Is there any way to make the second code above work? I want to avoid memory allocation as much as possible since the map! will be called inside a loop.
A simple function like this does not allocate anything:
julia> function maxcol!(matrix,dest)
i = firstindex(dest)
for col in eachcol(matrix)
dest[i] = maximum(col)
i += 1
end
end
maxcol! (generic function with 1 method)
julia> x = rand(10,10);
julia> y = zeros(10);
julia> @btime maxcol!($x,$y)
195.139 ns (0 allocations: 0 bytes)
Indeed, it allocates less. For small arrays (~10 cols) it seems to be somewhat slower than the manual loop, but not for larger ones:
julia> x = rand(1000,1000); y = zeros(1000);
julia> function f!(x,y)
y .= map(maximum,eachcol(x))
nothing
end
f! (generic function with 2 methods)
julia> @btime f!($x,$y)
947.502 μs (1 allocation: 7.94 KiB)
julia> @btime maxcol!($x,$y)
946.911 μs (0 allocations: 0 bytes)
julia> x = rand(10,10); y = zeros(10);
julia> @btime f!($x,$y)
250.669 ns (1 allocation: 160 bytes)
julia> @btime maxcol!($x,$y)
210.236 ns (0 allocations: 0 bytes)
julia> versioninfo()
Julia Version 1.7.0-DEV.536
But that is exactly the same in 1.5.3:
julia> x = rand(1000,1000); y = zeros(1000);
julia> function f!(x,y)
y .= map(maximum,eachcol(x))
nothing
end
f! (generic function with 1 method)
julia> @btime f!($x,$y)
950.048 μs (1 allocation: 7.94 KiB)
julia> versioninfo()
Julia Version 1.5.3
Edit: I noticed now that you are both mentioning explicit Iterators.map which is not the same function as Base.map, but the result is the same with both in 1.7.

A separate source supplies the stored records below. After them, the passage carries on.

PR #4561, opened 2026-07-07
cpu: lock ukernel registration tables

nascheme:
Both `linear_8bit_act_xbit_weight/kernel_selector.h` and `groupwise_lowbit_weight_lut/kernel_selector.h` define a `UKernelConfigRegistrationTable` whose backing `std::unordered_map` is mutated on cache miss (`register_ukernel_config`) and read (`get_ukernel_config`) with no synchronization; the structs are used as function-local statics and the code was annotated "Not thread safe". Under free-threaded CPython the GIL no longer serializes callers, so two threads hitting a cold cache concurrently can race the map insertion (rehash during lookup, duplicate-key throw).

Add a `mutable std::mutex` to each struct and take a `std::lock_guard` in `register_ukernel_config` and `get_ukernel_config`. Contention is low since cache fills are rare, so a plain `std::mutex` is used rather than `std::shared_mutex`. The stale "Not thread safe" annotations are updated.

With the lock in place, two threads that both miss the cache can still hit the "already registered" throw in `register_ukernel_config`; a follow-up PR makes registration idempotent.

Assisted-by: Claude


vkuzo:
@claude review

PR #4562, opened 2026-07-07
cpu: make ukernel registration idempotent

nascheme:
Stacked on #4561 (the first commit here); only the second commit is new.

With the table mutex from #4561 in place, the call site in `select_ukernel_config` is still racy:

```cpp
auto ukernel = table.get_ukernel_config(header, uarch);  // lock A
if (ukernel.has_value()) return ukernel.value();
register_ukernel_config<weight_nbit>(table, format, uarch);  // lock B
```

Lock A and lock B are independent critical sections. Two threads can both observe the missing entry, both call `register_ukernel_config`, and the second thread's "already registered" throw fires as a TOCTOU false positive under free-threaded Python.

Make registration idempotent: first registration wins, duplicates are silent no-ops (`try_emplace` semantics). The registered config is deterministic for a given (header, uarch) key, so dropping the duplicate loses nothing. Single-threaded behavior is unchanged. Applies to both `linear_8bit_act_xbit_weight` and `groupwise_lowbit_weight_lut`, which have structurally identical tables.

Reproduced on x86 with a free-threaded interpreter: concurrent cold-cache calls to the 8-bit-act linear op raised "UKernelConfig is already registered for this format" before this change, pass after.

Assisted-by: Claude

### DIFF
--- a/torchao/csrc/cpu/shared_kernels/groupwise_lowbit_weight_lut/kernel_selector.h
+++ b/torchao/csrc/cpu/shared_kernels/groupwise_lowbit_weight_lut/kernel_selector.h
@@ -53,11 +53,13 @@ struct UKernelConfigRegistrationTable {
     auto header = format.to_packed_weights_header();
     auto key = make_key(header, uarch);
     std::lock_guard<std::mutex> guard(mu_);
-    if (registration_table_.find(key) != registration_table_.end()) {
-      throw std::runtime_error(
-          "UKernelConfig is already registered for this format");
-    }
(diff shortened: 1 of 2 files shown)


vkuzo:
@claude review

vkuzo:
lg, can we rebase to get around the merge conflicts?

nascheme:
I did a merge and resolved conflicts.  If you prefer a rebase then let me know, that's easy to do.  I think both ways result in the same single commit if you do "squash merge" in Github.

vkuzo:
@claude review

PR #4564, opened 2026-07-10
Revert "Revert "pt2e: preserve mutable buffer inputs during prepare""

tom-arm:
Reverts pytorch/ao#4531


andrewor14:
Made the fix to the internal code, going to try to land this from there, which should auto merge this PR

Issue #4541, opened 2026-06-28
Module-wise type hinting and docstring coverage audit for PT2E


GiGiKoneti:
### Description

This is an RFC proposing a systematic, module-wise type hinting and docstring coverage audit for the PyTorch 2 Export (PT2E) sub-modules. Currently, several core files bypass static type checking via `# mypy: allow-untyped-defs` and lack comprehensive docstrings. 

To keep code review manageable and avoid large PRs, we will break this down into directory-based, focused pull requests targeting the following 18 eligible files:

#### 1. Core PT2E Utility & Graph Processing (`torchao/quantization/pt2e/`)
* `torchao/quantization/pt2e/__init__.py`
* `torchao/quantization/pt2e/graph_utils.py`
* `torchao/quantization/pt2e/export_utils.py`
* `torchao/quantization/pt2e/utils.py`
* `torchao/quantization/pt2e/prepare.py`
* `torchao/quantization/pt2e/qat_utils.py`
* `torchao/quantization/pt2e/fake_quantize.py`
* `torchao/quantization/pt2e/observer.py`
* `torchao/quantization/pt2e/reference_representation_rewrite.py`

#### 2. Backend Quantizers & Passes (`torchao/quantization/pt2e/quantizer/`)
* `torchao/quantization/pt2e/quantizer/quantizer.py`
* `torchao/quantization/pt2e/quantizer/utils.py`
* `torchao/quantization/pt2e/quantizer/arm_inductor_quantizer.py`
* `torchao/quantization/pt2e/quantizer/x86_inductor_quantizer.py`
* `torchao/quantization/pt2e/quantizer/xpu_inductor_quantizer.py`
* `torchao/quantization/pt2e/quantizer/duplicate_dq_pass.py`
* `torchao/quantization/pt2e/quantizer/embedding_quantizer.py`
* `torchao/quantization/pt2e/quantizer/port_metadata_pass.py`

#### 3. Compiler Passes (`torchao/quantization/pt2e/inductor_passes/`)
* `torchao/quantization/pt2e/inductor_passes/x86.py`

---

#### Non-Eligible / Excluded Scope
* `torchao/quantization/pt2e/convert.py` (Too high complexity/dynamic FX transformations).
* `torchao/kernel/bsr_triton_ops.py` (Triton JIT compilation does not cleanly support static type checking).
[...]

PR #4565, opened 2026-07-11
docs/types(pt2e): annotate and document DuplicateDQPass (#4541)

Anai-Guo:
## Summary

Part of the PT2E type-hinting & docstring audit proposed in #4541. This PR
covers a single small, self-contained file:
`torchao/quantization/pt2e/quantizer/duplicate_dq_pass.py`.

- Remove the file-level `# mypy: allow-untyped-defs`.
- Add the one missing annotation: `_maybe_duplicate_dq(...) -> None` (it was the
  only untyped def; `DuplicateDQPass.call` and the nested `maybe_replace_node`
  were already annotated).
- Add module-, function-, class-, and method-level docstrings.

No behavior change — the executable lines are byte-for-byte identical; only the
mypy pragma, the one return annotation, and docstrings differ.

## Why this is safe

`allow-untyped-defs` only suppresses checking of *untyped* function bodies, so
`call` was already type-checked and passing. The only newly-checked body is
`_maybe_duplicate_dq`, whose types are straightforward (`GraphModule`/`Node`
in, `None` out); the existing `# type: ignore[assignment]` on the
`user.args`/`user.kwargs` rewrites is preserved.

`ruff check` passes and no line exceeds 88 columns.

### DIFF
--- a/torchao/quantization/pt2e/quantizer/duplicate_dq_pass.py
+++ b/torchao/quantization/pt2e/quantizer/duplicate_dq_pass.py
@@ -4,7 +4,15 @@
 # This source code is licensed under the BSD 3-Clause license found in the
 # LICENSE file in the root directory of this source tree.
 
-# mypy: allow-untyped-defs
+"""FX pass that duplicates shared dequantize nodes so each consumer owns one.
+
+When a single ``dequantize`` node feeds several downstream users, those users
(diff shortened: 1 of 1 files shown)


andrewor14:
@claude review please

andrewor14 (approved):

PR #4573, opened 2026-07-14
fix(int4/tile_packed): validate block_size against scale_and_zero to prevent OOB read

### LINKED ISSUE #4572: Bounds-check `block_size` against `scale_and_zero` in the int4 tile-packed load path (avoids an OOB read in `_weight_int4pack_mm`)
**What.** When an `Int4TilePackedTo4dTensor` is reconstructed from a checkpoint (via `__tensor_unflatten__`), the
stored `block_size` is pinned as a field with no validation against `scale_and_zero`. At inference,
`groupsize = block_size[-1]` is passed to `torch.ops.aten._weight_int4pack_mm(act, qdata, groupsize, scale_and_zero)`.
The aten op validates that `groupsize ∈ {32,64,128,256}` but not that it is *consistent* with the `scale_and_zero`
group extent, so a checkpoint declaring a valid-but-inconsistent smaller group size makes the tinygemm kernel
iterate more groups than the scale buffer holds and read out of bounds.

**Why it matters (robustness).** A malformed/adversarial checkpoint loaded through the safetensors path (which
torchao supports as a non-pickle format — `TorchAoHfQuantizer.is_serializable == True`, subclass flattened to
safetensors with `block_size` in metadata) can crash the process. The int8/intx sibling already re-derives
`n_blocks = qdata.shape // block_size` and asserts `scale.shape == n_blocks`
(`intx_unpacked_to_int8_tensor.py`); the int4 tile-packed path skips that check.

**Reproduction (torchao 0.17.0, torch 2.13.0+cu130, A100, compute-sanitizer memcheck).** Quantize a Linear with
`Int4WeightOnlyConfig(group_size=128, int4_packing_format=TILE_PACKED_TO_4D)`, serialize via
`flatten_tensor_state_dict`, edit the `block_size` in the metadata JSON from `[1,128]` to `[1,32]`,
`unflatten_tensor_state_dict` (restores it unchecked), and run forward:
```
Invalid __global__ read of size 4 bytes
    at ... tinygemm_m16n8k16_chunk_kernel<...BLayout_TC_int4<8,32>...>
    Access ... 12289 bytes after the nearest allocation of size 8192 bytes  (= scale_and_zero)
    Host Frame: at::native::_weight_int4pack_mm_cuda(...) in libtorch_cuda.so
```
Control (unedited `block_size=[1,128]`) runs clean, 0 errors.

**Proposed fix.** Validate `block_size` against `scale_and_zero` in the int4 tile-packed constructor, mirroring the
int8/intx sibling (`intx_unpacked_to_int8_tensor.py`, which already does `n_blocks = qdata.shape // block_size;
assert scale.shape == n_blocks`). Concretely, in `Int4TilePackedTo4dTensor.__init__`
(`torchao/quantization/quantize_/workflows/int4/int4_tile_packed_to_4d_tensor.py`):

```python
def __init__(self, qdata, scale_and_zero, block_size, shape, act_pre_scale=None):
    groupsize = block_size[-1]
    # scale_and_zero is laid out with one (scale, zero) pair per group along K.
    k = shape[-1]
    torch._check(
        groupsize in (32, 64, 128, 256),
        lambda: f"int4 tile-packed groupsize must be in (32,64,128,256), got {groupsize}",
    )
    torch._check(
        k % groupsize == 0 and scale_and_zero.shape[0] == k // groupsize,
        lambda: (
            f"block_size {block_size} is inconsistent with scale_and_zero "
            f"(expected {k // groupsize} groups along K, got {scale_and_zero.shape[0]})"
        ),
    )
    self.qdata = qdata
    self.scale_and_zero = scale_and_zero
    self.block_size = block_size
    self.act_pre_scale = act_pre_scale
```

(Adjust the exact `scale_and_zero` group dimension to the current layout.) Optionally also validate `groupsize`
against the `qScaleAndZeros` extent inside `_weight_int4pack_mm` so every caller of the core op is hardened, not
just torchao — happy to send that as a separate PyTorch-core PR.

Anai-Guo:
## Summary

Fixes #4572.

`Int4TilePackedTo4dTensor.__init__` stores `block_size` as a field with no validation against `scale_and_zero`. At inference, `groupsize = block_size[-1]` is passed to `torch.ops.aten._weight_int4pack_mm(...)`. The aten op only checks that `groupsize ∈ {32,64,128,256}`, not that it is *consistent* with the `scale_and_zero` group extent. So a checkpoint that declares a valid-but-inconsistent smaller group size — restored unchecked via `__tensor_unflatten__` from the non-pickle safetensors path — makes the tinygemm kernel iterate more groups than the scale buffer holds and read out of bounds (`Invalid __global__ read ... after the nearest allocation of size ... (= scale_and_zero)`).

The int8/intx sibling already guards this: `intx_unpacked_to_int8_tensor.py` re-derives `n_blocks = qdata.shape // block_size` and asserts `scale.shape == n_blocks`. This PR adds the equivalent check to the int4 tile-packed path.

## Detail

The check is added in `__init__` so it covers both fresh quantization and checkpoint reconstruction. Two notes on correctness:

- **Group-count dimension.** `pack_tinygemm_scales_and_zeros` lays `scale_and_zero` out as `(..., k // group_size, n, 2)`, transposing the group axis to `-3`. This holds for both the 2D layout (`[k//g, n, 2]`) and the MoE layout with a leading experts dim (`[experts, k//g, n, 2]`). The check therefore uses `scale_and_zero.shape[-3]`, **not** `shape[0]` — the latter would be the experts count on the MoE path and would false-trip.
- **Convention.** Uses `assert` to match the surrounding file and the int8 sibling.

The normal quantize path satisfies the invariant by construction, so no valid checkpoint is affected; only inconsistent `(block_size, scale_and_zero)` pairs are rejected with a clear message before they can reach the kernel.

### DIFF
--- a/test/quantization/quantize_/workflows/int4/test_int4_tile_packed_to_4d_tensor.py
+++ b/test/quantization/quantize_/workflows/int4/test_int4_tile_packed_to_4d_tensor.py
@@ -191,6 +191,41 @@ class TestInt4TilePackedTo4dTensor(TorchAOIntegrationTestCase):
             param.data.scale_and_zero.data_ptr() == param_data.scale_and_zero.data_ptr()
         )
 
+    def test_block_size_validated_against_scale_and_zero(self):
+        # Regression test for #4572: a block_size whose group size is smaller than
+        # the one scale_and_zero was packed with claims more groups along K than the
+        # tensor holds, which makes the tinygemm kernel read it out of bounds.
+        device = "cuda"
+        linear = torch.nn.Linear(
+            1024, 256, bias=False, dtype=torch.bfloat16, device=device
+        )
+        quantize_(linear, INT4_CONFIG)
+        qw = linear.weight
+        # scale_and_zero holds 1024 // 128 == 8 groups along K; a pinned group size
+        # of 32 would have the kernel walk 32 groups.
+        with self.assertRaisesRegex(AssertionError, "inconsistent with scale_and_zero"):
+            Int4TilePackedTo4dTensor(
+                qw.qdata,
+                qw.scale_and_zero,
+                [1, 32],
+                qw.shape,
+                act_pre_scale=qw.act_pre_scale,
+            )
+
+    def test_padded_in_features_accepted(self):
+        # from_hp pads K up to a multiple of 1024 before computing qparams but stores
+        # the unpadded shape, so scale_and_zero legitimately holds more groups than
+        # in_features // group_size. That must not trip the validation above.
+        device = "cuda"
+        linear = torch.nn.Linear(
+            1536, 256, bias=False, dtype=torch.bfloat16, device=device
+        )
+        quantize_(linear, INT4_CONFIG)
+        qw = linear.weight
+        # K padded 1536 -> 2048, so 2048 // 128 == 16 groups for in_features 1536.
+        self.assertEqual(qw.scale_and_zero.shape[-3], 16)
+        self.assertEqual(qw.shape[-1], 1536)
+
     def test_cant_initialize_in_cpu(self):
         config = INT4_CONFIG
         linear = torch.nn.Linear(128, 256, dtype=torch.bfloat16)
--- a/torchao/quantization/quantize_/workflows/int4/int4_tile_packed_to_4d_tensor.py
+++ b/torchao/quantization/quantize_/workflows/int4/int4_tile_packed_to_4d_tensor.py
@@ -87,6 +87,27 @@ class Int4TilePackedTo4dTensor(TorchAOBaseTensor):
         self.block_size = block_size
         self.act_pre_scale = act_pre_scale
 
+        # Validate block_size against scale_and_zero so a checkpoint that pins an
+        # inconsistent (but individually valid) block_size cannot make the tinygemm
+        # kernel iterate more groups than scale_and_zero holds and read out of bounds.
+        # This mirrors the int8/intx sibling (intx_unpacked_to_int8_tensor.py), which
+        # re-derives n_blocks from block_size and asserts the scale shape matches.
+        # scale_and_zero is packed by pack_tinygemm_scales_and_zeros to
+        # (..., k // group_size, n, 2), so the group count along K lives at dim -3
+        # for both the 2D and MoE (leading experts dim) layouts.
+        group_size = block_size[-1]
+        k = shape[-1]
+        assert k % group_size == 0, (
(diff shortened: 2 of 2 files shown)


vkuzo:
@claude review

Anai-Guo:
Thanks @vkuzo — the review caught a real bug and the CI red was exactly it. Pushed a fix, though I landed on a different invariant than the one suggested, because deriving the count from the padded K is still wrong on two paths.

**The blocker is confirmed.** `from_hp` pads K to `find_multiple(in_features, 1024)` before computing qparams but stores the unpadded `original_shape`, so `scale_and_zero` holds `padded_k // group_size` groups. My equality false-tripped on any `in_features` that isn't a multiple of 1024 — including `Linear(128, 256)` in this very test file, which is what `test_int4_weight_only_quant_subclass_api_grouped_5` was hitting.

**Why not `n_groups = find_multiple(shape[-1], 1024) // group_size`:**

- **K-slices to non-1024 boundaries.** The `aten.slice` impl sets `new_shape[1] = end - start` and slices `scale_and_zero` by group ratio, so the result carries exactly `(end - start) // group_size` groups. Rounding the stored K back up to 1024 expects more groups than are there — e.g. a 2048→768 shard has 6 groups but the check would demand 8. The existing `test_slice` only passes because it deliberately uses multiples of 1024 ("Note: we use multiples of 1024 for both in_features and out_features").
- **Empty K shards.** `block_size[dim] = min(block_size[dim], new_shape[dim])` makes `group_size` 0 when a rank gets an empty shard, so `k_padded // group_size` raises `ZeroDivisionError`.

**What I pushed instead** — assert the lower bound that actually rules out the over-read, i.e. the groups present must cover K:

```python
group_size = block_size[-1]
k = shape[-1]
n_groups = scale_and_zero.shape[-3]
assert n_groups * group_size >= k, ...
```

`n_groups * group_size >= k` is equivalent to `n_groups >= k / group_size`, which is precisely the condition that the kernel's group walk stays in bounds — so it still catches #4572 — while padded weights (more groups than K implies), exact K-slices, and empty shards (`0 * 0 >= 0`) all satisfy it. It's also division-free, so the empty-shard case can't raise.

Also added two tests per your suggestion: `test_padded_in_features_accepted` pins the `in_features=1536` → 16-group padding case that broke this, and `test_block_size_validated_against_scale_and_zero` pins the inconsistent `block_size` the guard exists for.

PR #1456, opened 2026-04-07
fix(superset): Patch pinned packages and re-generate lock file

Techassi:
This PR pins the `@types/offscreencanvas` package of Superset (frontend) 4.1.4 to 2019.7.0 in order to fix the following issue encountered since the last few scheduled CI runs. Additionally, it adds a patch with a re-generated package-lock.json file which fully fixes the following error:

```
Invalid: lock file's @types/offscreencanvas@2019.7.0 does not satisfy @types/offscreencanvas@2019.7.3
```

This error is very similar to errors fixed in #1363, #1315, and #1316. This is a known weakness/bug in npm.

Test builds in CI:

- https://github.com/stackabletech/docker-images/actions/runs/24068907048 (failed)
- https://github.com/stackabletech/docker-images/actions/runs/24134252438 (succeeded)


Techassi:
Okay one image build succeeded, one failed because of an unsuccessful SSL/TLS handshake. Re-running.

NickLarsenNZ (approved):
LGTM, but I would recommend using the container image (also keeps the Dockerfile simpler)

PR #1468, opened 2026-04-16
ci(patchable): Build on PR

Techassi:
Previous PR #1459 silently broke the patchable build, because we currently do not build patchable on PRs (like we do for boil).


NickLarsenNZ (approved):
LGTM

PR #1469, opened 2026-04-16
feat(boil): Relax vendor version constraint

NickLarsenNZ:
Previously we required the vendor version to be a valid semver (like we use for SDP releases: 26.3.0). This constraint has been relaxed to allow any valid container tag characters.

Also replaced `semver` crate with `regex`.

## Example of misuse

```
❯ cargo boil some-chicken hadoop=3.4.2 --image-version .
error: invalid value '.' for '--image-version <IMAGE_VERSION>': invalid image tag characters for "."
```


rust/boil/src/cli/build.rs
```diff
@@ -129,16 +130,29 @@ pub struct BuildArguments {
...
+    LazyLock::new(|| Regex::new(r"^[a-zA-Z0-9_][a-zA-Z0-9_.-]{0,127}$").expect("regex is valid"));
+
 impl BuildArguments {
-    fn parse_image_version(input: &str) -> Result<Version, ParseImageVersionError> {
-        let version = Version::from_str(input).context(ParseVersionSnafu)?;
-        ensure!(version.build.is_empty(), ContainsBuildMetadataSnafu);
+    /// Ensure that the given version will be valid for use in the image tag
+    fn parse_image_version(version: &str) -> Result<String, ParseImageVersionError> {
+        // TODO (@NickLarsenNZ): Probably want to minus the characters used in front (x.y.z-stackable).
+        // But maybe that validation needs to go up a layer.
```
NickLarsenNZ: Pointing out this todo. Please recommend something.

rust/boil/src/cli/build.rs
```diff
@@ -129,16 +130,29 @@ pub struct BuildArguments {
     pub rest: Vec<String>,
 }
 
+// This is derived from the general rule where the length of the tag can be up to 128 chars
+// But that checking needs to be at a higher layer.
+static VALID_IMAGE_TAG: LazyLock<Regex> =
+    LazyLock::new(|| Regex::new(r"^[a-zA-Z0-9_][a-zA-Z0-9_.-]{0,127}$").expect("regex is valid"));
```
NickLarsenNZ: Pointing out this todo. Please recommend something.

NickLarsenNZ: I could drop the length checking here...


```suggestion
// This is derived from the general rule where the length of the tag can be up to 128 chars
// But that checking needs to be at a higher layer.
static VALID_IMAGE_TAG: LazyLock<Regex> =
    LazyLock::new(|| Regex::new(r"^[a-zA-Z0-9_][a-zA-Z0-9_.-]+").expect("regex is valid"));
```

rust/boil/src/cli/build.rs
NickLarsenNZ: Per below, we can remove length checking here

```suggestion
```

rust/boil/src/cli/build.rs
```diff
@@ -129,16 +130,29 @@ pub struct BuildArguments {
...
-        let version = Version::from_str(input).context(ParseVersionSnafu)?;
-        ensure!(version.build.is_empty(), ContainsBuildMetadataSnafu);
+    /// Ensure that the given version will be valid for use in the image tag
+    fn parse_image_version(version: &str) -> Result<String, ParseImageVersionError> {
+        // TODO (@NickLarsenNZ): Probably want to minus the characters used in front (x.y.z-stackable).
+        // But maybe that validation needs to go up a layer.
+        if version.len() > 128 {
+            return VersionTooLongSnafu.fail();
+        }
+
```
NickLarsenNZ: We can remove length checking from here

```suggestion
```

rust/boil/src/cli/build.rs
```diff
@@ -160,11 +174,11 @@ impl BuildArguments {
 
 #[derive(Debug, Snafu)]
 pub enum ParseImageVersionError {
-    #[snafu(display("failed to parse semantic version"))]
-    ParseVersion { source: semver::Error },
+    #[snafu(display("The version exceeds the 128 character limit"))]
+    VersionTooLong,
```
NickLarsenNZ: This will then not be needed


```suggestion
```

rust/boil/src/cli/build.rs
```diff
@@ -129,16 +130,23 @@ pub struct BuildArguments {
     pub rest: Vec<String>,
 }
 
+// This is derived from the general rule where the length of the tag can be up to 128 chars
```
Techassi: note: Let's add a link to the upstream source this was derived from.

rust/boil/src/cmd/build.rs
```diff
@@ -44,13 +44,6 @@ pub enum Error {
 
 /// This is the `boil build` command handler function.
 pub fn run_command(args: Box<BuildArguments>, config: Config) -> Result<(), Error> {
-    // TODO (@Techassi): Parse Dockerfile instead to build the target graph
```
Techassi, line 47: note: That comment shouldn't be removed.

Techassi (commented):
Looks good to me overall. Just two small comments.

Can we also note down the reason why we want to relax this in the PR description for which exact use-case we need this?

rust/boil/src/cmd/build.rs
NickLarsenNZ: Ah ok, it was connected to that code (we should leave spaces when things aren't connected)

rust/boil/src/cli/build.rs
NickLarsenNZ:
```suggestion
// This is derived from the general rule where the length of the tag can be up to 128 chars
// See: https://github.com/opencontainers/distribution-spec/blob/main/spec.md
```

rust/boil/src/cmd/build.rs
```diff
@@ -44,13 +44,6 @@ pub enum Error {
 
 /// This is the `boil build` command handler function.
 pub fn run_command(args: Box<BuildArguments>, config: Config) -> Result<(), Error> {
```
NickLarsenNZ, line 46:
```suggestion
pub fn run_command(args: Box<BuildArguments>, config: Config) -> Result<(), Error> {
    // TODO (@Techassi): Parse Dockerfile instead to build the target graph
```

rust/boil/src/cmd/build.rs
NickLarsenNZ: See 54a9457

rust/boil/src/cli/build.rs
NickLarsenNZ: See 54a9457

Techassi (approved):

Thanks, @lmiq. Yes, a custom function can simply address the issue. My actual need is that I want to use CUDA.map! (which has the same syntax as map!).
The custom function has to be written into a kernel (with some additional lines) and call with @cuda. This is the reason why I want to use map! directly.
It seems for now that the second code snippet map!(maximum, t, eachcol(x)) does not work. I will go with the custom function (i.e., a custom kernel in CUDA).
function maxcol!(matrix, dest)
i = threadIdx().x
if i > size(matrix, 2)
return nothing
end
m = -Inf32
@inbounds for j = 1:size(matrix, 1)
m = max(matrix[j, i], m)
end
dest[i] = m
nothing
end
matrix = CUDA.randn(Float32, 10, 1000)
dest = CUDA.zeros(Float32, 1000);
@cuda threads=1000 maxcol!(matrix, dest)
dest |> Array # to display
Note that
We cannot use maximum inside a kernel directly,; it otherwise tries to launch another kernel by maximum(@view matrix[:,i]) and results in an error. Wondering there are other better solutions rather than writing my own for loop.
The above code is just for demonstration is by no way a high-performance one, e.g., does not take memory coalescing into consideration.